WHAT IS REQUIRED: Scan the material that follows. Copy every line containing the word "devcontainer".

*** Begin section ***

PR #12638, opened 2022-05-05
chore(ci): merge bazel base and devcontainer - first pr

nstng:
## Summary

This change makes the devcontainer image be build on top of the bazel base image.
* until now a lot of changes needed to be done in both images
* bazel base provides the main functionality for enabling builds with Bazel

*** End section ***

WRITTEN ANSWER:
chore(ci): merge bazel base and devcontainer - first pr
This change makes the devcontainer image be build on top of the bazel base image.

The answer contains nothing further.